Carol Saade: Supporting workforce, managing capacity and connecting community top my list |

Carol Saade: Supporting workforce, managing capacity and connecting community top my list

Carol Saade
Breckenridge Town Council candidate
Carol Saade

Occupation: Public affairs consultant

Years in Summit County: 12 in Breckenridge

Family: Jarad Christianson and dogs, Deek and Minny

Civic involvement: Breckenridge Town Council member, Colorado Mountain College Mountain Scholars mentor, Mountain Dreamers co-founder and board president, High Country Conservation Center board member, Breckenridge Events Committee member, Breckenridge Social Equity Advisory Commission founding member, Breckenridge Open Space Advisory Commission member

I love my home of 12 years, Breckenridge, and I’m proud to currently serve on Breckenridge Town Council, lending my voice to the challenging ongoing conversations emerging from COVID and reassessing our balance. As the youngest council member, I bring the perspective of someone who has just hit their stride professionally and personally. I’m experiencing many of the same challenges other long-term residents face as we build a permanent and fulfilling life. At the same time, I’ve worked for a small, local public affairs firm over the past five years. This has given me a deep understanding of how to be an impactful leader in local government and how to leverage relationships with partner organizations and industry voices to shape policy and create positive change for our community.

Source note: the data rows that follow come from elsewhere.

PR #7302, opened 2024-09-06
Try: Set `show_in_rest` to `true` by default when `label` argument is defined

SantosGuillamot:
This pull request is built on top of https://github.com/WordPress/wordpress-develop/pull/7298

As suggested by @gziolo [here](https://github.com/WordPress/wordpress-develop/pull/7298#issuecomment-2332177875), in this pull request I'm exploring the possibility of setting the `show_in_rest` argument to `true` by default when the new potential `label` argument is defined. With the introduction of a new human-readable argument, which hasn't been used before, it could make sense to expose it automatically in the REST API.

Basically, these are the use cases:
* If `show_in_rest` is defined, that value is always respected.
* No `label` and no `show_in_rest`: It keeps working as before and uses `show_in_rest` false, which is the default. This is a pretty common use case right now.
* Defined `label` and no `show_in_rest`: It sets `show_in_rest` to true. This would be the change introduced.

It seems I can't compare against my other branch. The relevant code changes in this PR are:
* New conditional to change `show_in_rest`: [link](https://github.com/WordPress/wordpress-develop/compare/trunk...SantosGuillamot:add/inherit-show-in-rest-from-label?expand=1#diff-d97fcbb3af195369ae1e21d1a5672911069350809eddaac39e17c5458b7086caR1457-R1459).
* Add a new unit test to cover this use case: [link](https://github.com/WordPress/wordpress-develop/compare/trunk...SantosGuillamot:add/inherit-show-in-rest-from-label?expand=1#diff-455eceaced7b1c4dfdf608247dc3d2770cd03459416e1a58b54b993b211a7161R3990-R4006).

Trac ticket: https://core.trac.wordpress.org/ticket/62000

---

### DIFF
--- a/src/wp-includes/meta.php
+++ b/src/wp-includes/meta.php
@@ -1368,6 +1368,7 @@ function sanitize_meta( $meta_key, $meta_value, $object_type, $object_subtype = 
  * @since 5.3.0 Valid meta types expanded to include "array" and "object".
  * @since 5.5.0 The `$default` argument was added to the arguments array.
  * @since 6.4.0 The `$revisions_enabled` argument was added to the arguments array.
+ * @since 6.7.0 The `label` argument was added to the arguments array.
  *
  * @param string       $object_type Type of object metadata is for. Accepts 'post', 'comment', 'term', 'user',
  *                                  or any other object type with an associated meta table.
--- a/src/wp-includes/meta.php
+++ b/src/wp-includes/meta.php
@@ -1454,6 +1454,9 @@ function register_meta( $object_type, $meta_key, $args, $deprecated = null ) {
 	 * @param string $meta_key    Meta key.
 	 */
 	$args = apply_filters( 'register_meta_args', $args, $defaults, $object_type, $meta_key );
+	if ( isset( $args['label'] ) && ! isset( $args['show_in_rest'] ) ) {
+		$args['show_in_rest'] = true;
+	}
 	unset( $defaults['default'] );
 	$args = wp_parse_args( $args, $defaults );
 
--- a/src/wp-includes/meta.php
+++ b/src/wp-includes/meta.php
@@ -1379,6 +1379,7 @@ function sanitize_meta( $meta_key, $meta_value, $object_type, $object_subtype = 
  *                                         the meta key will be registered on the entire object type. Default empty.
  *     @type string     $type              The type of data associated with this meta key.
  *                                         Valid values are 'string', 'boolean', 'integer', 'number', 'array', and 'object'.
+ *     @type string     $label             A human-readable label of the data attached to this meta key.
  *     @type string     $description       A description of the data attached to this meta key.
  *     @type bool       $single            Whether the meta key has one value per object, or an array of values per object.
  *     @type mixed      $default           The default value returned from get_metadata() if no value has been set yet.
@@ -1411,6 +1412,7 @@ function register_meta( $object_type, $meta_key, $args, $deprecated = null ) {
 	$defaults = array(
 		'object_subtype'    => '',
 		'type'              => 'string',
+		'label'             => '',
 		'description'       => '',
 		'default'           => '',
 		'single'            => false,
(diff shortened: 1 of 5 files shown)


src/wp-includes/meta.php
```diff
@@ -1451,6 +1454,9 @@ function register_meta( $object_type, $meta_key, $args, $deprecated = null ) {
 	 * @param string $meta_key    Meta key.
 	 */
 	$args = apply_filters( 'register_meta_args', $args, $defaults, $object_type, $meta_key );
+	if ( isset( $args['label'] ) && ! isset( $args['show_in_rest'] ) ) {
```
gziolo, line 1457: This should change before the filter so 3rd party code can still change it.

Mamaduka:
This probably needs a separate track ticket. Similar discussions usually happen there.

gziolo:
I left one minor note. I'm in favor of that enhancement as it is the feedback we get several times from folks using Block Bindings that they need to remember to enable `show_in_rest`, but I'm happy to hear about potential consequences that make it a bad idea. I can't think of any as of today.

src/wp-includes/meta.php
SantosGuillamot: What happens when the filter adds a label without setting `show_in_rest`? Shouldn't that follow the same behavior?

SantosGuillamot: Maybe it is safer to move it before the filter as you say to ensure people can change this behavior.

SantosGuillamot:
> This probably needs a separate track ticket. Similar discussions usually happen there.

I've opened a separate ticket for this: https://core.trac.wordpress.org/ticket/62000#ticket.

TimothyBJacobs:
I'm pretty strongly against this. Exposing a meta value can be a pretty big footgun. I don't see a compelling reason why we should make that footgun less obvious by conflating the "label" field with whether the meta value is exposed.

src/wp-includes/meta.php
```diff
@@ -1451,6 +1454,9 @@ function register_meta( $object_type, $meta_key, $args, $deprecated = null ) {
...
+		$args['show_in_rest'] = true;
+	}
```
SergeyBiryukov, line 1459:
```suggestion

	if ( isset( $args['label'] ) && ! isset( $args['show_in_rest'] ) ) {
		$args['show_in_rest'] = true;
	}
	
```
Just adding some spacing for clarity.

dlh01:
I'm sympathetic to the fact that it's easy to forget to enable `show_in_rest` in lots of situations, but I agree with @TimothyBJacobs. As described in #7298, the purpose of the label is to have "a human-readable name that can be used across the UI" (which is great!). As a developer, I would have no expectation that taking advantage of that enhancement would potentially affect whether data is exposed to the outside world. Even setting a post type to `public` doesn't automatically enable `show_in_rest`, and that seems like as strong an indicator as could have been. So, for me, this would be an unwelcome surprise.

gziolo:
Thank you for the feedback shared so far. In retrospect, I'm not surprised as it indeed could be confusing to learn that `label` has some special behavior when registering a new meta. It looks like what could help is having something at the level of abstraction that `WP_REST_Meta_Fields` is. In essence, is there a way we could allow registering a meta field, that with some new set of properties could get easily integrated into the editor and new concepts like Block Bindings, Data Views, exposed in the sidebar of the editor when editing the post type, etc. I guess the Fields API project is partially related to that but in other areas of WP Admin.

TimothyBJacobs:
> is there a way we could allow registering a meta field, that with some new set of properties could get easily integrated into the editor and new concepts like Block Bindings, Data Views, exposed in the sidebar of the editor when editing the post type, etc

Isn't that what `register_meta_field` and the REST API does? What am I missing?

gziolo:
> Isn't that what `register_meta_field` and the REST API does? What am I missing?

There is no function `register_meta_field`, so I assume you are referring to how the REST API works for Post Meta. At some point, we will have to revisit it and introduce some more high level utility that while registering post meta field is able to autoamtically expose it through REST API, create a block variations with ease for existing blocks with bindings applied, etc. 

Anyway, I'm closing this PR for now. Thank you all for valuable feedback.

Mamaduka:
I think @TimothyBJacobs was referring to the [`register_rest_field`](https://developer.wordpress.org/reference/functions/register_rest_field/) method.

I believe anything Town Council legislates should receive broad community input, be data-based, and be fairly and scrupulously enforceable and implementable. As a council member, my ability to listen and proactively seek guidance from those impacted by any policy serves me well in decision making. The diversity of voices in our community makes us stronger — from the business owner to the long-time local, to the part-time resident, to the immigrant worker, to the recent transplant.

The decisions of Town Council have a tremendous impact on the day-to-day lives of our residents. My guiding principles are our community-created Destination Management Plan goals and the larger vision: harmony of quality of life for residents and quality of place for visitors. This balance will always be my top priority. Here are some of my additional priorities:

Priority No. 1: Supporting our workforce residents and creating pathways for success

Here I draw from personal experience. I moved to this community in my mid-20s, patching together jobs from working at Clint’s to catering to the night shift at a hotel. I found a path forward to contribute to my community when I was able to purchase a home almost 10 years later in Gibson Heights, one of the town’s original workforce housing neighborhoods.

I believe in the town’s housing programs — Buy Downs, Housing Helps, building, public-private partnerships, land banking — and continuing our efforts by strategically planning ahead based on our housing needs.

By supporting our workforce with child care assistance and supporting the many partner organizations that provide community resources, we are helping to sustain our businesses and local economy. Supporting our immigrant population is encompassed in these efforts; they are the quiet workforce, essential to our economic prosperity.

Human capital is our most needed and valued resource as nearly every entity (municipalities, nonprofits, small and big businesses) is lacking staff, leading to my next priority.

Priority No. 2: Managing our capacity for the future

In addition to putting strains on our resident population, the increasing number of visitors has outpaced our ability to support a strong workforce and is becoming an economic detriment. Our financial future resides in maintaining the high quality of the Breckenridge brand. With shortened business hours, understaffed businesses and a stressed workforce, our brand suffers. We need to put more emphasis on managing crowds and expectations, and reevaluating our direction.

Capacity issues encompass more than just visitor management. They’re reflected in our traffic congestion, our empty grocery store shelves and our crowded sidewalks. Capacity is clearly lacking with child care. There are close to 400 children on waitlists in the southern half of Summit County.

Priority No. 3: Building and reinforcing our community connections

Our sense of community has been built by the people who live here and they’re our greatest asset. COVID has made community connections difficult. By continuing to hold community gatherings and supporting partner organizations, I believe the town can play a conducive role for individuals forging community. There has been a shift in the composition of the community since the pandemic, and the town should work on welcoming and educating new community members while focusing on building opportunities for current residents.

Another goal of mine is to focus on the town’s communications and increasing participation. While government requires transparency, the systems can appear confusing. I believe we need to be more proactive with our communications and solicit greater community input.